Im März dieses Jahres hat die Saarmunderin den beruflichen Neuanfang gewagt und ihren Seniorenbegleitdienst gegründet. In Potsdam und im Umland ist sie seitdem mit ihrem roten Auto unterwegs, besucht ältere Menschen, geht mit ihnen ins Café oder in die Apotheke, hilft bei Behördengängen und beim Einkauf. Manche wollen auch nur mit ihr reden, weil sie davor ein ganzes Wochenende kein Wort gesprochen haben. Es sind oft ältere Menschen, die allein leben oder deren Angehörige in weiter Ferne wohnen, die ihre Dienste in Anspruch nehmen.
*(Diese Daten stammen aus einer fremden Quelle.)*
Issue #1253, opened 2020-05-15
[ML] Change way the job config is passed to autodetect


droberts195:
For historical reasons the job config that `autodetect` uses is passed to it in a mixture of 2 Windows `.ini` file style config files and a few command line options.

It would make life much easier and would make the code clearer if it was passed as a single config file in JSON format containing the exact job config document from the `.ml-config` index.

Benefits would be:

1. Much less code on the Java side - currently it has to translate the job config into a completely different format to pass to `autodetect`
2. Less of a learning curve for new joiners - when looking at the config handling code in `autodetect` they will be able to look at job config examples from our public documentation
3. Easier reproduction of problems directly using the `autodetect` process from the command line - currently when we get a job config from a support diag we have to manually translate it to the `.ini` formats and command line arguments in order to try to reproduce problems

droberts195:
One tricky thing about this change is how to keep the way Java passes the inputs to C++ working while the changes are made.

I think the way to do it is as follows:

1. Add an option to the C++ code to accept a job config in JSON format.  This could be a `--config=/path/to/config.json` argument.  Initially nothing needs to be done with the supplied config, not even confirming that the file contains JSON.
2. Change the Java code to pass `--config=/path/to/config.json` _as well as_ all the arguments it currently passes.  The JSON file it should save to disk (in the same temporary directory where it currently writes the limits, model plot and field config files) should contain the job config JSON in UTF-8 format (as created by `Job.toXContent()`) _with no adjustments_.  No adjustments is critical to making debugging easier in the future.
3. Change the C++ code to get its config information from the JSON config specified to `--config` instead of the mishmash of options it gets them from at the moment.  This is obviously the main part of the work.  Additionally the options that are no longer needed should be made optional (if they aren't already) but not completely removed.
4. Change the Java code not to pass the redundant options: `--limitconfig`, `--fieldconfig`, `--bucketspan`, `--jobid`, `--modelplotconfig`, `--latency`, `--summarycountfield`, `--delimiter`, `--multivariateByFields`, `--stopCategorizationOnWarnStatus`, `--maxQuantileInterval`, `--persistInterval`.  This should allow quite a lot of Java code to be deleted.
[...]

PR #1540, opened 2020-10-16
[ML] Add argument for config file to autodetect

edsavage:
Add an argument to autodetect to enable specifying a config file.

Eventually this will be used to read an autodetect job config in JSON
format but in this initial step it is unused. 

Relates to #1253


bin/autodetect/CCmdLineParser.cc
```diff
@@ -62,6 +63,8 @@ bool CCmdLineParser::parse(int argc,
         desc.add_options()
             ("help", "Display this information and exit")
             ("version", "Display version information and exit")
+            ("config", boost::program_options::value<std::string>(),
+             "The configuration file")
```
droberts195, line 67: It's probably worth saying "The job configuration file", to hint that what's required is the job config

droberts195 (approved):
LGTM

Issue #1545, opened 2020-10-26
[ML] min_version for anomaly detector model state is wrong


droberts195:
The `min_version` field for anomaly detector model state that stops model snapshots being loaded on nodes that are too old to understand then is currently incorrect.  It is [set to version 6.4.0](https://github.com/elastic/ml-cpp/blob/7d1e67b5a8669ad0028b87f1ca4df2122a69d210/lib/api/CAnomalyJob.cc#L88), when we have updated the model state format more recently than that.

It's too late to correct released versions, but we can make some improvements:

1. For 7.10.0 we can update the constant to the version where the previous breaking change to model state was made
2. For 7.11.0 we can update the constant to version 7.11.0 to reflect the changes being made for time series decomposition and change point detection

droberts195:
> 1. For 7.10.0 we can update the constant to the version where the previous breaking change to model state was made

I believe this was the change made in 7.9.0 in #1340

PR #1546, opened 2020-10-26
[ML] Correcting model state min_version

droberts195:
The model state min_version should indicate the minimum
node version required to restore the model state.  This
has not been updated since 6.4.0, meaning we have not had
the intended protection against model states being used on
nodes that are too old.  This change updates the
min_version to the correct version at present, which is
7.9.0 for latest state.

Relates #1545

### DIFF
--- a/lib/api/CAnomalyJob.cc
+++ b/lib/api/CAnomalyJob.cc
@@ -85,8 +85,11 @@ const std::string INTERIM_BUCKET_CORRECTOR_TAG("k");
 
 //! The minimum version required to read the state corresponding to a model snapshot.
 //! This should be updated every time there is a breaking change to the model state.
-//! (The last breaking change was in 7.9 in lib/core/CPackedBitVector.cc in
-//! https://github.com/elastic/ml-cpp/pull/1340)
+//! Newer versions are able to read the model state of older versions, but older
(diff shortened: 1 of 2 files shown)


lib/api/CAnomalyJob.cc
```diff
@@ -85,7 +85,9 @@ const std::string INTERIM_BUCKET_CORRECTOR_TAG("k");
 
 //! The minimum version required to read the state corresponding to a model snapshot.
 //! This should be updated every time there is a breaking change to the model state.
-const std::string MODEL_SNAPSHOT_MIN_VERSION("6.4.0");
+//! (The last breaking change was in 7.9 in lib/core/CPackedBitVector.cc in
+//! https://github.com/elastic/ml-cpp/pull/1340)
+const std::string MODEL_SNAPSHOT_MIN_VERSION("7.9.0");
```
tveasey, line 90: Can we add a comment that this is not breaking backwards compatibility but forwards compatibility as well? We probably should have a QA test: i.e. export model and try to load into the build with MODEL_SNAPSHOT_MIN_VERSION version. I suspect other changes have broken forwards compatibility before this one (although this will be the last).

tveasey (approved):
One minor comment, but LGTM.

PR #1549, opened 2020-10-27
[ML] Short circuit seasonal component gradient calculation

tveasey:
Profiling showed up the calculation for computing seasonal component gradients is surprisingly expensive. The effect is more pronounced for longer bucket lengths, but it was accounting for nearly 7% of the entire runtime for one of our QA data sets. There is a trivial optimisation: we care only about the sign margin for the gradient (the amount by which the component gradients are all positive or all negative). As soon as we know this is zero we can short circuit the remaining work.

Before this change we have:
Screenshot 2020-10-27 at 11 35 00

After this change we have:
Screenshot 2020-10-27 at 16 03 06

This is a pure runtime optimisation and has no impact on results.


droberts195 (approved):
LGTM

PR #1544, opened 2020-10-21
[ML] Time series time shift segmentation

tveasey:
This implements segmentation of a window of times series values allowing for piecewise constant time shifts of the seasonality. This is needed to extend change detection to handle a wider range of possible time shifts. I also took the opportunity to finish up testing time series segmentation and make some improvements to documentation and variable naming.

This isn't used yet; I plan to wire it in the next change. This is marked as a non-issue because it will not be documented separately.

PR #1550, opened 2020-10-29
[ML] New change point detection

tveasey:
This reworks change point detection to makes use of the enhancements to `CTimeSeriesSegmentation` introduced in #1543 and #1544. It also revisits and ensures that all disabled tests are enabled and passing.

This is a non-issue since it will not be documented separately.

~(This is WIP since I expect to have to make some more tweaks to `CTimeSeriesTestForChange` and I have haven't yet fixed and re-enabled all unit tests.)~


lib/maths/CTimeSeriesDecompositionDetail.cc
```diff
@@ -292,7 +292,7 @@ const core::TPersistenceTag MEAN_OFFSET_7_11_TAG{"c", "mean_offset"};
 const core::TPersistenceTag RESIDUAL_MOMENTS_7_11_TAG{"d", "residual_moments"};
 const core::TPersistenceTag LARGE_ERROR_FRACTION_7_11_TAG{"e", "large_error_fraction"};
 const core::TPersistenceTag LAST_TEST_TIME_7_11_TAG{"f", "last_test_time"};
-const core::TPersistenceTag LAST_CHANGE_TIME_7_11_TAG{"g", "last_change_time"};
+const core::TPersistenceTag LAST_UNCOMMITTED_CHANGE_TIME_7_11_TAG{"g", "last_uncommitted_change_time"};
```
droberts195, line 295: I know it's not directly related to this change, but if you haven't done so already please can you update `api::CAnomalyJob::MODEL_SNAPSHOT_MIN_VERSION` to `7.11.0` on your feature branch so we won't try to load the new format on old nodes.

tveasey: Good point: it's on my list. I was going to bump it at the point I merged to master in case this slipped, but I think that's unlikely now so I can add in this PR.

lib/maths/CTimeSeriesSegmentation.cc
```diff
@@ -665,21 +673,20 @@ void CTimeSeriesSegmentation::fitPiecewiseLinearScaledSeasonal(
 
     auto computeScales = [&] {
         for (std::size_t j = 1; j < segmentation.size(); ++j) {
-            TMeanAccumulator projection;
-            TMeanAccumulator Z;
+            TMeanAccumulator xp;
+            TMeanAccumulator pp;
```
valeriy42, line 677: Do the new variable names `xp` and `pp` refer to some formula? For me personally, it was easier to understand what `projection` and `Z` meant.

lib/maths/CTimeSeriesTestForSeasonality.cc
```diff
@@ -374,6 +376,7 @@ CSeasonalDecomposition CTimeSeriesTestForSeasonality::decompose() const {
                     trend.add(static_cast<double>(j), CBasicStatistics::mean(values[j]),
                               CBasicStatistics::count(values[j]));
                 }
+                trend.parameters(parameters);
```
valeriy42, line 379: I am probably mistaken, but it seems to me that `parameters` is getting set but not read from here on. Why do we need to store it if we don't use the value?

lib/maths/unittest/CTimeSeriesModelTest.cc
```diff
@@ -30,6 +30,7 @@
 #include <test/CTimeSeriesTestData.h>
 
 #include "TestUtils.h"
+#include "maths/MathsTypes.h"
```
valeriy42, line 33:
```suggestion
#include <TestUtils.h>
#include <maths/MathsTypes.h>
```

valeriy42 (commented):
Looks good altogether :+1: I am wondering if as a part of this change in anomaly detection, we could move the relevant files (e.g. `CTimeSeries*`) into a subdirectory to have more structure?

lib/maths/unittest/CTimeSeriesTestForChangeTest.cc
```diff
@@ -0,0 +1,242 @@
...
+
+    test::CRandomNumbers rng;
+
+    core_t::TTime startTime{100000};
+
+    double truePositives{0.0};
+    TMeanAccumulator meanError;
+    TMeanAccumulator meanTimeError;
+
+    TDoubleVec samples;
```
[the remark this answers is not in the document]
tveasey: The random number generator calls the reserve for us when we actually fill in the values.

include/maths/CTimeSeriesDecompositionDetail.h
```diff
@@ -85,10 +92,13 @@ class MATHS_EXPORT CTimeSeriesDecompositionDetail : private CTimeSeriesDecomposi
         double s_Seasonal;
         //! The calendar component prediction at the value's time.
         double s_Calendar;
-        //! The window values predictor.
-        TPredictor s_Predictor;
-        //! The window values preconditioner to use for seasonality testing.
-        TFilteredPredictor s_SeasonalityTestPreconditioner;
+        //! The time series decomposition.
+        CTimeSeriesDecomposition* s_Decomposition;
```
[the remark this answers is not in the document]
tveasey: This is a temporary object and there is no ownership involved, it just needs a reference back to the decomposition. The constructor takes by reference but it is stored as a pointer so this type is copyable.

include/maths/CTimeSeriesDecompositionDetail.h
```diff
@@ -181,8 +204,111 @@ class MATHS_EXPORT CTimeSeriesDecompositionDetail : private CTimeSeriesDecomposi
         THandlerRefVec m_Handlers;
     };
 
-    //! \brief Scans through increasingly low frequencies looking for custom
-    //! diurnal and any other large amplitude seasonal components.
+    //! \brief Checks for sudden change or change events.
+    class MATHS_EXPORT CChangePointTest : public CHandler {
```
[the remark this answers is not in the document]
tveasey: For definite this needs restructuring. I want to create subdirectories in `maths` as you suggest. Then this can all move into a details subdirectory, for time series modelling, and be split over several files. However, I don't want to make this change in this PR, which is already large. It also needs us to do some work to get the build system to accept the new directory arrangement. So whilst I agree with this comment, I would propose making the change in a separate PR. WDYT?

lib/maths/CTimeSeriesSegmentation.cc
tveasey: It was just to make these consistent with other code which does a similar thing, i.e. I went for consistency. I'm happy to instead standardise on these names.

lib/maths/CTimeSeriesTestForSeasonality.cc
tveasey: This is correct, but the parameters are referenced by the predictor. This is actually a significant performance optimisation since the runtime is dominated by computing these parameters, I'll add a comment to explain what is going on here.

lib/maths/unittest/CTimeSeriesTestForChangeTest.cc
```diff
@@ -0,0 +1,242 @@
...
+
+#include <core/Constants.h>
+
+#include <maths/CBasicStatistics.h>
+#include <maths/CTimeSeriesTestForChange.h>
+
+#include <test/CRandomNumbers.h>
+
+#include "TestUtils.h"
+#include "core/CContainerPrinter.h"
```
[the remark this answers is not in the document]
tveasey: Local files to test directory are normally included like this, but I'll correct `CContainerPrinter`.

lib/maths/CTimeSeriesDecompositionDetail.cc
tveasey: Done in [3617328](https://github.com/elastic/ml-cpp/pull/1550/commits/36173280d512decd1340e2e2e3b7d25771efeabf).

tveasey:
>  we could move the relevant files (e.g. CTimeSeries*) into a subdirectory to have more structure?

Definitely, however I would prefer to make this in a separate PR.

lib/maths/unittest/CTimeSeriesTestForChangeTest.cc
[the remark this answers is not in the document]
tveasey: See [079a076](https://github.com/elastic/ml-cpp/pull/1550/commits/079a07614ed72f3b9562f478b634eaedbcd68f77).

lib/maths/unittest/CTimeSeriesTestForChangeTest.cc
```diff
@@ -0,0 +1,242 @@
...
+    test::CRandomNumbers rng;
+
+    core_t::TTime startTime{100000};
+
+    double truePositives{0.0};
+    TMeanAccumulator meanError;
+    TMeanAccumulator meanTimeError;
+
+    TDoubleVec samples;
+    for (std::size_t test = 0; test < 100; ++test) {
```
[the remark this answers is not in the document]
tveasey: Done in [079a076](https://github.com/elastic/ml-cpp/pull/1550/commits/079a07614ed72f3b9562f478b634eaedbcd68f77).

lib/maths/CTimeSeriesSegmentation.cc
tveasey: Reverted in [079a076](https://github.com/elastic/ml-cpp/pull/1550/commits/079a07614ed72f3b9562f478b634eaedbcd68f77).

lib/maths/CTimeSeriesTestForSeasonality.cc
tveasey: See comment in [079a076](https://github.com/elastic/ml-cpp/pull/1550/commits/079a07614ed72f3b9562f478b634eaedbcd68f77).

lib/maths/unittest/CTimeSeriesModelTest.cc
tveasey: See [079a076](https://github.com/elastic/ml-cpp/pull/1550/commits/079a07614ed72f3b9562f478b634eaedbcd68f77).

tveasey:
Testing has shown up a couple of refinements I need to make. I'm going to prepare one more change which addresses these issues. I'll let you know as soon as its ready for review again.

include/maths/CTimeSeriesDecompositionDetail.h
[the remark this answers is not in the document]
valeriy42: +1 Let's have it in a separate PR

valeriy42 (approved):
LGTM

tveasey:
This passes CI on windows and linux and we'd like to kick off another test over so I'm going to go ahead and merge.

Manchmal wird sie gebucht, um Wünsche zu erfüllen. „Mit einer Frau bin ich über die Dörfer gefahren – so wie sie es früher mit ihrem Mann getan hat. Sie hat es genossen, im Auto zu sitzen und die Felder anzuschauen“, erzählt Gudrun Walter. „Ich habe immer noch Probleme, danach den Preis zu nennen“, sagt sie. Ihr sei es lieber, eine Monatsrechnung zu schreiben. Fast entschuldigend fügt sie hinzu: „Ich kann es nicht ehrenamtlich machen. Ich zahle Steuern, habe Kosten und muss mich krankenversichern.“ Bezahlt wird nach freier Vereinbarung, in der Regel liegt der Stundenpreis bei 25 Euro. Vorher bietet die 58-Jährige ein kostenloses Beratungsgespräch an. „Sie müssen mich ja erst einmal kennenlernen.“

Gudrun Walter hat inzwischen Stammkunden. Manche vertrauen ihr so sehr, dass sie im Arztzimmer mit dabei sein soll – um mitzuhören und zu erklären. „Ich habe ein bisschen medizinische Kenntnisse“, sagt die Saarmunderin. In der Ausbildung zur Zahnarzthelferin stand zu DDR-Zeiten auch die Anatomie des Menschen auf dem Programm. Ab 1979 arbeitete sie als Zahnarzthelferin in Potsdam – bis ihre Chefin die Praxis aufgab. „Irgendwo war bei mir aber auch die Luft raus. Ich hatte die Freude an meinem Beruf verloren.“ Sie ist danach ein Jahr arbeitslos und nutzt die Zeit, um sich selbst einen Lebenswunsch zu erfüllen. Sie pilgert auf dem Jakobsweg – die ersten drei Wochen allein, danach mit ihrer Tochter. Die erste Woche auf dem Jakobsweg habe sie gelitten. Der Weg baue einen danach aber auch wieder auf: „Ich habe dort Mut, Zuversicht und Selbstvertrauen getankt.“ Und die Erkenntnis gewonnen, „dass ich etwas anderes machen muss“. Von diesem Entschluss lässt sie sich auch von der Arbeitsagentur-Mitarbeiterin nicht abbringen, die will, dass sie in ihren alten Beruf zurückkehrt.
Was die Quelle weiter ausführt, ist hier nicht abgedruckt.